Lesson 3: ‘Seasick’

–“SEASICK: THE EXPLOSION OF MULTIDRUG-RESISTANT TUBERCULOSIS IN KARAKALPAKSTAN, UZBEKISTAN”– (excerpted)

–By Helen Holter, 2009
(Read entire article w/footnotes)
Tuberculosis is a deadly airborne disease. (Photo: Dr. Mike Tuggy)

Tuberculosis is a deadly airborne disease. (Photo: Dr. Mike Tuggy)

 TUBERCULOSIS IS ONE OF THE WORLD’S top infectious diseases, second only to AIDS. The numbers are staggering: One-third of the world—two billion—is infected and nearly nine million become infected each year; each year more than 1.6 million die.

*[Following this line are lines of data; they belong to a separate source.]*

PR #1402, opened 2019-04-21
CI setup for xcode 10

ShawnBaek:
**Summary**
- CI Setup for xcode 10.2.0
- Update the ruby version 2.4.
- apply flovilmart pr #1388

**Problem**
- build schemes for dynamics are not working (macOS scheme also..)
- macOS XCTests
Can't found `Parse` in `swiftSubclass.swift`
Can't found the almost `Parse Frameworks`

**Question**
There was no build pass since https://github.com/parse-community/Parse-SDK-iOS-OSX/pull/1321.

@mrmarcsmith @TomWFox 
How did you merge the previous PR which does not pass the CI tests


TomWFox:
I'm not an expert, but I'm not sure we want to be changing the Xcode version to 10.0 as it messes up the tests even more -> more changes are needed to get this repo ready for Xcode 10 - see #1388.

Can we just update the ruby version?

ShawnBaek:
I'll reopen soon. But let's change the Xcode 10 for continue update the SDK in the near future.

ShawnBaek:
rollback https://github.com/parse-community/Parse-SDK-iOS-OSX/pull/1388

ShawnBaek:
MEMO

3 failing...

The build failed problem has occurred with Product->DynamicFramework.xcconfig

```c
//
// Copyright (c) 2015-present, Parse, LLC.
// Portions Copyright (c) 2017-present, Nikita Lutsenko
//
// All rights reserved.
//
// This source code is licensed under the BSD-style license found
// in the LICENSE file in the root directory of this source tree.
//

// Dynamic frameworks are backed by dynamic library.
MACH_O_TYPE = mh_dylib

// Whether this framework should define an LLVM module
DEFINES_MODULE = YES

// Disable clang modules autolink
CLANG_MODULES_AUTOLINK = NO

// Whether to strip out code that isn't called from anywhere
DEAD_CODE_STRIPPING = NO

// Whether function calls should be position-dependent (should always be disabled for shared code)
GCC_DYNAMIC_NO_PIC = NO

// Don't include in an xcarchive
SKIP_INSTALL = YES

// Don't install in any specific location
INSTALL_PATH =

// Do not require code signing
CODE_SIGNING_REQUIRED = NO

// Disable code signing
CODE_SIGN_IDENTITY =

// Enables the framework to be included from any location as long as the loader’s runpath search paths includes it.
// For example from an application bundle (inside the "Frameworks" folder) or shared folder.
LD_DYLIB_INSTALL_NAME = @rpath/$(PRODUCT_NAME).$(WRAPPER_EXTENSION)/$(PRODUCT_NAME)
DYLIB_INSTALL_NAME_BASE = @rpath

CONFIGURATION_BUILD_DIR=$(BUILD_DIR)/$(CONFIGURATION)-dynamic-$(EFFECTIVE_PLATFORM_NAME)

```

I also checked the Unit Test on my machine. There was no problem.

Screen Shot 2019-04-28 at 4 26 16 PM

TomWFox:
> Question
There was no build pass since #1321.
> @mrmarcsmith @TomWFox
How did you merge the previous PR which does not pass the CI tests

Well no commits since 30 Jan 2018 have passed all the test and so far no one has been willing/able to sort it all out. I’m just trying to do the best I can to keep things moving but I really don’t have the expertise to sort through the mess of tests and the issues with Bolts etc especially as it’s mostly Objc-c.

mrmarcsmith:
@ShawnBaek @TomWFox I imagine the jump to Xcode 10 is a good time to see if we can get the CI to pass at LEAST on iOS so that we as maintainers can move ahead with PRs somewhat confidently. I dug into the iOS test and I only see one that is failing "[FileControllerTests testDownloadStreamSharesOperations]".
how would you guys feel about temporarily disabling that test in this PR? we can circle back to it later but the problem is its blocking the whole CI from green lighting which is suffocating the repo.

TomWFox:
@mrmarcsmith We're not going to break anything by disabling it, and if it means moving forward with this then I personally don't object. Unfortunately with my limited knowledge of the inner workings of this SDK I have no idea which tests may be flakey & which ones are more important etc.

ShawnBaek:
MEMO

1. Parse-MacOS Build is a success.

I changed the `Parse/Configurations/Parse-macOS.xcconfig`

`FRAMEWORK_SEARCH_PATHS = $(inherited) $(SRCROOT)/../Carthage/Build/Mac`

Screen Shot 2019-04-30 at 8 59 31 AM

2. ParseUnitTest-iOS all 821 tests are passed. 
- I don't know why CI Tests are failed.

Screen Shot 2019-04-30 at 9 11 19 AM

3. ParseUnitTest-MacOS is not working because of the importing the Parse problems

ShawnBaek:
@mrmarcsmith @TomWFox 

I fixed the iOS build failed. 

Could you review this PR?

 I hope to apply this PR to the master branch.

.circleci/config.yml
```diff
@@ -33,30 +33,17 @@ jobs:
...
+      - run: bundle exec rake test:parseui:all
       - run: bash <(curl -s https://codecov.io/bash)
       - store_test_results:
           path: build/reports
-  parseui:
-    <<: *defaults
-    steps:
-      - checkout
-      - run: *prepare
-      - run: bundle exec rake test:parseui:all
```
TomWFox: I'm not sure whether it is helpful to combine the parseui, Facebook and twitter tests. Won't this just make it harder to debug because it will take an extra step to find out what 'part' is failing?

ShawnBaek: @TomWFox Thank you for the review.

I think it doesn't affect debug. It just builds the others on ci steps. 

I believe that We can easily find what's failing in circle/ci logs.

There is no failing on the local machine. And It sometimes passes all tests on ci/circle: utils.

TomWFox: I suppose I was just thinking that in the GitHub interface it just makes it a bit easier, not major but it just seems a bit better separated. 

Was there a particular reason you combined them?

ShawnBaek: @TomWFox There was no reason. This PR is based flovilmart PR #1388, and I changed Xcode, ruby and build settings. But I agree with you. Hmm, Would you like to change circle ci this PR?

Parse/Parse/Internal/PFCoreManager.m
```diff
@@ -82,7 +82,7 @@ - (instancetype)initWithDataSource:(id<PFCoreManagerDataSource>)dataSource {
     _locationManagerAccessQueue = dispatch_queue_create("com.parse.core.locationManager", DISPATCH_QUEUE_SERIAL);
     _controllerAccessQueue = dispatch_queue_create("com.parse.core.controller.accessQueue", DISPATCH_QUEUE_SERIAL);
     _objectLocalIdStoreAccessQueue = dispatch_queue_create("com.parse.core.object.localIdStore", DISPATCH_QUEUE_SERIAL);
-
+    [self objectSubclassingController];
```
mrmarcsmith: @ShawnBaek can you help me understand this line? was there a problem that instantiating the subclassing controller here resolves?

mrmarcsmith:
@ShawnBaek Great job with getting the CI passing for iOS! I had a questions about the "[self objectSubclassingController];" line but its not a blocker for me. @TomWFox any other comments?

.travis.yml
```diff
@@ -10,12 +10,15 @@ git:
 
 before_install:
   - git submodule update --init --recursive
+install: bundle install
 
 jobs:
   include:
+    - stage: test
+      script: bundle exec rake test:ios 
+    - script: bundle exec rake test:macos
```
TomWFox: What is the purpose of testing iOS & macOS here too? Seems like it's just doubling up on some of the test but not others... I know this comes from flovilmart's PR - maybe he was just using it for testing?

ShawnBaek: It runs all test cases both iOS and macOS. 

We can get considering the separate it. (e.g. test-iOS and test-macOS)

But I'd like to use the test stage for a group of the Parse test cases both iOS and macOS. 

@mrmarcsmith  What's your thought about this? 

https://docs.travis-ci.com/user/build-stages/

> Build stages is a way to group jobs, and run jobs in each stage in parallel, but run one stage after another sequentially.
> 
> In the simplest and most common use case, you can now make one job run only if several other, parallel jobs have completed successfully.

Parse/Parse/Internal/PFCoreManager.m
ShawnBaek: Sorry  I didn't review details for `Flovilmart PR`

I guess It related that problem you mentioned

.travis.yml
TomWFox: But it’s running the same tests as the circle CI, why run them twice?

It also prevents the Jazzy docs being published and the Cocoa Pods which probably makes sense if you have super solid tests but in our case I think it would just prevent us moving forward.

ShawnBaek:
Thank you. How about use circle ci only?

TomWFox:
@ShawnBaek that would make sense to me, but I really am not an expert so if you or @mrmarcsmith disagree then please tell me why those travis tests should stay,  I would like to know.

ShawnBaek:
@TomWFox I checked the .travis, and It was kept for four years. So We should consider the existing CI Environment carefully. 

The previous .travis also used both iOS and MacOS with the matrix. See below.

https://github.com/parse-community/Parse-SDK-iOS-OSX/pull/1388/commits/9d07d983197cd37d4933c4295ec4358ae09839d0

Anyway, I'd like to consider the CI Environment next PR or Forums.

TomWFox:
@ShawnBaek Your PR has changed the travis build steps compared to master.

I’m not suggesting removing travis CI entirely, at least not for now. I just think, the iOS and macOS test should be removed.

mrmarcsmith:
Its really encouraging to see some green lights with our CI, Great job @ShawnBaek! Merge it!

ShawnBaek:
Thank you @TomWFox @mrmarcsmith 

Let's keep contribute parse-ios-macos-sdk 😃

The World Health Organization estimates that one actively contagious person infects 10 to 15 people a year. Tuberculosis (TB) is an air-borne, infectious bacterial disease transmitted by bacilli when an infected person talks, sneezes, or coughs. It decays the lungs, and can spread to other organs. The appearance of tuberculosis often reflects the destruction of a country’s infrastructure through political and economic instability, deteriorating health systems and health conditions and, ultimately, through poverty.

Central Asia is one of the world’s ‘hottest spots’ for multi-drug-resistant tuberculosis.

Central Asia is one of the world’s ‘hottest spots’ for multi-drug-resistant tuberculosis.

 Nowhere is this more dramatic than in the former Soviet Union since the break-up of that nation in 1991. Within the former Soviet Union, nowhere is the appearance of tuberculosis more dramatic than the former Soviet republics in Central Asia of Kazakhstan, Kyrgyzstan, Tajikistan, Turkmenistan, and Uzbekistan. Within this region, nowhere has TB more dramatically appeared than in an area bordering the now-dried up Aral Sea in the autonomous republic of Karakalpakstan, Uzbekistan.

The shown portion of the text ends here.